■ **TASK DESCRIPTION**:
Write out the full listing, matching it line for line.

=-=-=-=-=

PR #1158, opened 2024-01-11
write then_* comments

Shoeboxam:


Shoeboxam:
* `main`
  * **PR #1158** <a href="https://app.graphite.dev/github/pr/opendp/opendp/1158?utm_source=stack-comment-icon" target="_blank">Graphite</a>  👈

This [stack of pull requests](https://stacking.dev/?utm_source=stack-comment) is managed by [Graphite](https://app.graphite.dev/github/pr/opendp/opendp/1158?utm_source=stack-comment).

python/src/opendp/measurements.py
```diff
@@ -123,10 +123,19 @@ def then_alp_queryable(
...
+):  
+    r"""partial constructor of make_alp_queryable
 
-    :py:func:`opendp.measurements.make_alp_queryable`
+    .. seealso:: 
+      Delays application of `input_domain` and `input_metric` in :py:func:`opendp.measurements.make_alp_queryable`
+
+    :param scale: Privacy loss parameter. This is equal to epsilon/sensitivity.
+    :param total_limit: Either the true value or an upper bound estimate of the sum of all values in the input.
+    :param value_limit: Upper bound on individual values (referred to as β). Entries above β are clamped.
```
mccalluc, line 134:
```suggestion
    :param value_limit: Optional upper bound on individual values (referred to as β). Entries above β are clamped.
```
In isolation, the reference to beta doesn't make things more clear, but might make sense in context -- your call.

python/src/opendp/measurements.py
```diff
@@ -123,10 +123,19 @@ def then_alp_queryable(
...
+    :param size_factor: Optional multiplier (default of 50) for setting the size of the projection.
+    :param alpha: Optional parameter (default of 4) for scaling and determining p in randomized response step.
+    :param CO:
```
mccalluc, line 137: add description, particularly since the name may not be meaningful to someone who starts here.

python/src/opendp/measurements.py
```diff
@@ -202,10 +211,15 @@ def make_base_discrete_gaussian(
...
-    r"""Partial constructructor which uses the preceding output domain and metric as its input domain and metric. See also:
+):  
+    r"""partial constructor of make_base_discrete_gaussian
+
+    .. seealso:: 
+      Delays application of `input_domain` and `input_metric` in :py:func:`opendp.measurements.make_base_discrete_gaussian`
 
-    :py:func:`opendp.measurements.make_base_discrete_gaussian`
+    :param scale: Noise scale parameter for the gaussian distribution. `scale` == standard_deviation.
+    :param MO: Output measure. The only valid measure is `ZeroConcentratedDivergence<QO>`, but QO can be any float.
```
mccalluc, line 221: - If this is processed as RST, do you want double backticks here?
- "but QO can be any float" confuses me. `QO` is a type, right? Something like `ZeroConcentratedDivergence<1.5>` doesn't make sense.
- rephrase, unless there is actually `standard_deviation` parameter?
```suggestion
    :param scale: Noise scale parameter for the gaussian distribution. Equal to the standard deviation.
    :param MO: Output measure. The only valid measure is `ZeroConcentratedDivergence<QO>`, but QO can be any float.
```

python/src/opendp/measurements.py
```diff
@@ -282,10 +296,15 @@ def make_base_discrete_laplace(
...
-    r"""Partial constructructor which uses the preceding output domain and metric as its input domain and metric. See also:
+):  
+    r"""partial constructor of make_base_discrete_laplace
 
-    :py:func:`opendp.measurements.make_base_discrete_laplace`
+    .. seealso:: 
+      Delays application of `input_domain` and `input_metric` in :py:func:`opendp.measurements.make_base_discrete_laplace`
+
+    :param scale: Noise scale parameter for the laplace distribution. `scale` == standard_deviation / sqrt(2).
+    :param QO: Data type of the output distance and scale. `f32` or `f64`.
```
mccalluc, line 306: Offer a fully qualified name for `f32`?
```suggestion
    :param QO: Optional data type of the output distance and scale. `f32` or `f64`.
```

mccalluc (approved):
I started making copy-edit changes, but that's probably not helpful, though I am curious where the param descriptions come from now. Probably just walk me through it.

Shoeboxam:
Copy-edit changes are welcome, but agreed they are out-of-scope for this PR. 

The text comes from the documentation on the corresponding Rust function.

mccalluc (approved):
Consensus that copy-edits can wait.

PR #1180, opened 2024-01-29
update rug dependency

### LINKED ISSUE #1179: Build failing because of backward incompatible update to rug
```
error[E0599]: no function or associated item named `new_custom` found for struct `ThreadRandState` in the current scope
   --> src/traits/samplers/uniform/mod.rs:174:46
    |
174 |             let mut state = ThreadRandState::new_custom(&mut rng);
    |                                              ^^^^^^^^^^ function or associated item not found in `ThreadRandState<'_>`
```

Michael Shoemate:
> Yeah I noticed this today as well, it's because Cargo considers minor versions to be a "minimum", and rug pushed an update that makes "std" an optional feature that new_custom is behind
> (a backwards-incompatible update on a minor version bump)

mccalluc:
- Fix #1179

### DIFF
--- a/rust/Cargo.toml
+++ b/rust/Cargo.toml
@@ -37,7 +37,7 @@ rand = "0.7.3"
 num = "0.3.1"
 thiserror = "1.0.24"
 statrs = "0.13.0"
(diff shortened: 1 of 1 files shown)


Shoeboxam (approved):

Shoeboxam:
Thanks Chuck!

=-=-=-=-=

■ **ANSWER AREA**:
PR #1158, opened 2024-01-11
write then_* comments

Shoeboxam:


Shoeboxam:
* `main`
  * **PR #1158** <a href="https://app.graphite.dev/github/pr/opendp/opendp/1158?utm_source=stack-comment-icon" target="_blank">Graphite</a>  👈

This [stack of pull requests](https://stacking.dev/?utm_source=stack-comment) is managed by [Graphite](https://app.graphite.dev/github/pr/opendp/opendp/1158?utm_source=stack-comment).

python/src/opendp/measurements.py
```diff
@@ -123,10 +123,19 @@ def then_alp_queryable(
...
+):  
+    r"""partial constructor of make_alp_queryable
 
-    :py:func:`opendp.measurements.make_alp_queryable`
+    .. seealso:: 
+      Delays application of `input_domain` and `input_metric` in :py:func:`opendp.measurements.make_alp_queryable`
+
+    :param scale: Privacy loss parameter. This is equal to epsilon/sensitivity.
+    :param total_limit: Either the true value or an upper bound estimate of the sum of all values in the input.
+    :param value_limit: Upper bound on individual values (referred to as β). Entries above β are clamped.
```
mccalluc, line 134:
```suggestion
    :param value_limit: Optional upper bound on individual values (referred to as β). Entries above β are clamped.
```
In isolation, the reference to beta doesn't make things more clear, but might make sense in context -- your call.

python/src/opendp/measurements.py
```diff
@@ -123,10 +123,19 @@ def then_alp_queryable(
...
+    :param size_factor: Optional multiplier (default of 50) for setting the size of the projection.
+    :param alpha: Optional parameter (default of 4) for scaling and determining p in randomized response step.
+    :param CO:
```
mccalluc, line 137: add description, particularly since the name may not be meaningful to someone who starts here.

python/src/opendp/measurements.py
```diff
@@ -202,10 +211,15 @@ def make_base_discrete_gaussian(
...
-    r"""Partial constructructor which uses the preceding output domain and metric as its input domain and metric. See also:
+):  
+    r"""partial constructor of make_base_discrete_gaussian
+
+    .. seealso:: 
+      Delays application of `input_domain` and `input_metric` in :py:func:`opendp.measurements.make_base_discrete_gaussian`
 
-    :py:func:`opendp.measurements.make_base_discrete_gaussian`
+    :param scale: Noise scale parameter for the gaussian distribution. `scale` == standard_deviation.
+    :param MO: Output measure. The only valid measure is `ZeroConcentratedDivergence<QO>`, but QO can be any float.
```
mccalluc, line 221: - If this is processed as RST, do you want double backticks here?
- "but QO can be any float" confuses me. `QO` is a type, right? Something like `ZeroConcentratedDivergence<1.5>` doesn't make sense.
- rephrase, unless there is actually `standard_deviation` parameter?
```suggestion
    :param scale: Noise scale parameter for the gaussian distribution. Equal to the standard deviation.
    :param MO: Output measure. The only valid measure is `ZeroConcentratedDivergence<QO>`, but QO can be any float.
```

python/src/opendp/measurements.py
```diff
@@ -282,10 +296,15 @@ def make_base_discrete_laplace(
...
-    r"""Partial constructructor which uses the preceding output domain and metric as its input domain and metric. See also:
+):  
+    r"""partial constructor of make_base_discrete_laplace
 
-    :py:func:`opendp.measurements.make_base_discrete_laplace`
+    .. seealso:: 
+      Delays application of `input_domain` and `input_metric` in :py:func:`opendp.measurements.make_base_discrete_laplace`
+
+    :param scale: Noise scale parameter for the laplace distribution. `scale` == standard_deviation / sqrt(2).
+    :param QO: Data type of the output distance and scale. `f32` or `f64`.
```
mccalluc, line 306: Offer a fully qualified name for `f32`?
```suggestion
    :param QO: Optional data type of the output distance and scale. `f32` or `f64`.
```

mccalluc (approved):
I started making copy-edit changes, but that's probably not helpful, though I am curious where the param descriptions come from now. Probably just walk me through it.

Shoeboxam:
Copy-edit changes are welcome, but agreed they are out-of-scope for this PR. 

The text comes from the documentation on the corresponding Rust function.

mccalluc (approved):
Consensus that copy-edits can wait.

PR #1180, opened 2024-01-29
update rug dependency

### LINKED ISSUE #1179: Build failing because of backward incompatible update to rug
```
error[E0599]: no function or associated item named `new_custom` found for struct `ThreadRandState` in the current scope
   --> src/traits/samplers/uniform/mod.rs:174:46
    |
174 |             let mut state = ThreadRandState::new_custom(&mut rng);
    |                                              ^^^^^^^^^^ function or associated item not found in `ThreadRandState<'_>`
```

Michael Shoemate:
> Yeah I noticed this today as well, it's because Cargo considers minor versions to be a "minimum", and rug pushed an update that makes "std" an optional feature that new_custom is behind
> (a backwards-incompatible update on a minor version bump)

mccalluc:
- Fix #1179

### DIFF
--- a/rust/Cargo.toml
+++ b/rust/Cargo.toml
@@ -37,7 +37,7 @@ rand = "0.7.3"
 num = "0.3.1"
 thiserror = "1.0.24"
 statrs = "0.13.0"
(diff shortened: 1 of 1 files shown)


Shoeboxam (approved):

Shoeboxam:
Thanks Chuck!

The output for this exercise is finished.